* _PROMPT_
For the string "pane", state the number of lines in the data that contain it, and nothing else.

*** DATA EXTRACTS

PR #684, opened 2026-05-07
feat(slot): regroup slot sub-tabs and rename slugs

barnabasbusa:
## Summary
The slot details bar previously exposed every consensus / execution operation as its own tab, which got long once a block carried both legacy and EL-request variants of the same operation. This PR collapses near-duplicates, shortens the slugs, and reorders the bar to follow what the user typically cares about.

URL hash behavior is unchanged from master — direct visits to \`/slot/<id>#<top-level-tab>\` still activate the tab via the existing simple \`location.hash\` guard. A follow-up PR will add full URL hash sync (\`replaceState\` on tab change, \`hashchange\` listener, sub-pill awareness).

## Tab regroup
**Combined tabs (single tab, stacked sections):**
- **Deposits** — Deposit Requests + Legacy Deposits
- **Withdrawals** — Withdrawal Requests + Executed Withdrawals
- **Slashings** — Attester + Proposer Slashings

**Transactions** is now one top-level tab with an inner Bootstrap **pills** sub-nav: \`Transactions\` (default) and \`Access List\`.

**Slug renames (URL hash = pane id, single source of truth in the template):**
| Old | New |
|---|---|
| \`ptcVotes\` | \`ptc\` |
| \`blsChange\` | \`bls\` |
| \`blobSidecars\` | \`blobs\` |
| \`inclusionLists\` | \`focils\` |
| \`consolidationRequests\` | \`consolidations\` |
| \`voluntary-exits\` | \`exits\` |
| \`attester-slashings\` + \`proposer-slashings\` | \`slashings\` |
| \`depositRequests\` (folded into) | \`deposits\` |
| \`withdrawalRequests\` (folded into) | \`withdrawals\` |
| \`accessList\` (sub-pill of) | \`bals\` |

**New tab order:** Overview, Transactions (with inner Tx / Access List pills), Bids, Attestations, Deposits, Consolidations, Exits, Withdrawals, Slashings, PTC, BLS, Blobs, FOCILs, Proofs, Download.

The blob loader link (\`templates/slot/blobs.html\`) now points at \`#blobs\`.

## bytesToHex collision fix
\`templates/slot/attestations.html\` defines a different (simpler) global \`bytesToHex\` that doesn't decode base64. After regrouping, the BAL pane is now emitted before the attestations pane, so the simpler version overrides the base64-aware one and the BAL transaction popup ended up rendering Hash/From/To with a \`0\` prefix per base64 char. Renamed the BAL helper to \`balBytesToHex\` so the two coexist regardless of emission order.

## Test plan
- [ ] On a block with both transactions and a BAL, the **Transactions** tab shows the inner pills; clicking each pill switches sections.
- [ ] On a block with both attester and proposer slashings, the **Slashings** tab shows both sections stacked with their own headers.
- [ ] On a Pectra block with both EL deposit requests and legacy deposits, the **Deposits** tab shows both sections; same for **Withdrawals**.
- [ ] BAL transaction popup shows valid hex Hash/From/To (no more \`0R0B...\` garbage).
- [ ] Visiting \`/slot/<id>#bids\`, \`/slot/<id>#blobs\`, \`/slot/<id>#download\` directly still activates the matching top-level tab.
- [ ] Other top-level tabs (Attestations, PTC, BLS, FOCILs, Proofs) render with the new slugs.

### DIFF
--- a/templates/slot/blobs.html
+++ b/templates/slot/blobs.html
@@ -32,7 +32,7 @@
           <div class="blobloader-container" data-blob-idx="{{ $blob.Index }}">
             <div class="row border-bottom p-1 mx-0">
               <div class="col text-center">
-                <a class="btn btn-primary blobloader-button" href="?blob={{ $blob.Index }}#blobSidecars" role="button">Load Blob Data</a>
+                <a class="btn btn-primary blobloader-button" href="?blob={{ $blob.Index }}#blobs" role="button">Load Blob Data</a>
               </div>
             </div>
           </div>
--- a/templates/slot/block_access_list.html
+++ b/templates/slot/block_access_list.html
@@ -1828,18 +1828,18 @@
           </div>
           <div class="tx-callout-row">
             <span class="tx-callout-label">Hash:</span>
-            <span class="tx-callout-value">0x${bytesToHex(tx.hash)}</span>
-            <i class="fa fa-copy tx-callout-copy" onclick="copyToClipboard('0x${bytesToHex(tx.hash)}')" title="Copy to clipboard"></i>
+            <span class="tx-callout-value">0x${balBytesToHex(tx.hash)}</span>
+            <i class="fa fa-copy tx-callout-copy" onclick="copyToClipboard('0x${balBytesToHex(tx.hash)}')" title="Copy to clipboard"></i>
           </div>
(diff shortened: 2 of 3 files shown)


barnabasbusa:
probably a breaking change thats not really needed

******

* _ANSWER TO THIS PROBLEM_
2